Accessing Elements in a Set

Since sets are unordered, elements cannot be accessed by index. However, you can iterate over a set using a for loop.

fruits = {"apple", "banana", "cherry"}
for fruit in fruits:
    print(fruit)

Modifying Sets

Adding Elements

add(item): Adds a single element to the set.
update(iterable): Adds multiple elements from an iterable to the set.

fruits = {"apple", "banana"}
fruits.add("cherry")
print(fruits)  # Output: {'apple', 'banana', 'cherry'}

fruits.update(["date", "elderberry"])
print(fruits)  # Output: {'apple', 'banana', 'cherry', 'date', 'elderberry'}

Removing Elements

remove(item): Removes the specified item; raises KeyError if the item does not exist.
discard(item): Removes the specified item; does nothing if the item does not exist.
pop(): Removes and returns an arbitrary element.
clear(): Removes all elements from the set.
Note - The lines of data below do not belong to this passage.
PR #6022, opened 2023-08-25
Corrects errors in y-coordinate values caused in PlayerAuthInputPacket calculations

Nerahikada:
## Introduction
PlayerAuthInputPacket coordinate calculations were rounded and then subtracted, resulting in errors at certain coordinates.
Therefore, subtracting and then rounding the values corrects this problem.

## Tests
Move to the coordinates where the error occurs (e.g. y=7, 8, 31, 32, etc.) and output the coordinates with `var_dump()`.

### DIFF
--- a/src/network/mcpe/handler/InGamePacketHandler.php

fruits = {"apple", "banana", "cherry"}
fruits.remove("banana")
print(fruits)  # Output: {'apple', 'cherry'}

fruits.discard("pear")  # No error if 'pear' does not exist
fruits.pop()
print(fruits)  # Output: {'cherry'} (arbitrary element removed)

fruits.clear()
print(fruits)  # Output: set()

Set Operations

Union

Combines elements from both sets (no duplicates).

set1 = {1, 2, 3}
set2 = {3, 4, 5}
union_set = set1.union(set2)
print(union_set)  # Output: {1, 2, 3, 4, 5}

Intersection

Finds elements common to both sets.

intersection_set = set1.intersection(set2)
print(intersection_set)  # Output: {3}

Difference

Finds elements in the first set but not in the second.

difference_set = set1.difference(set2)
print(difference_set)  # Output: {1, 2}

Symmetric Difference

Finds elements in either set, but not in both.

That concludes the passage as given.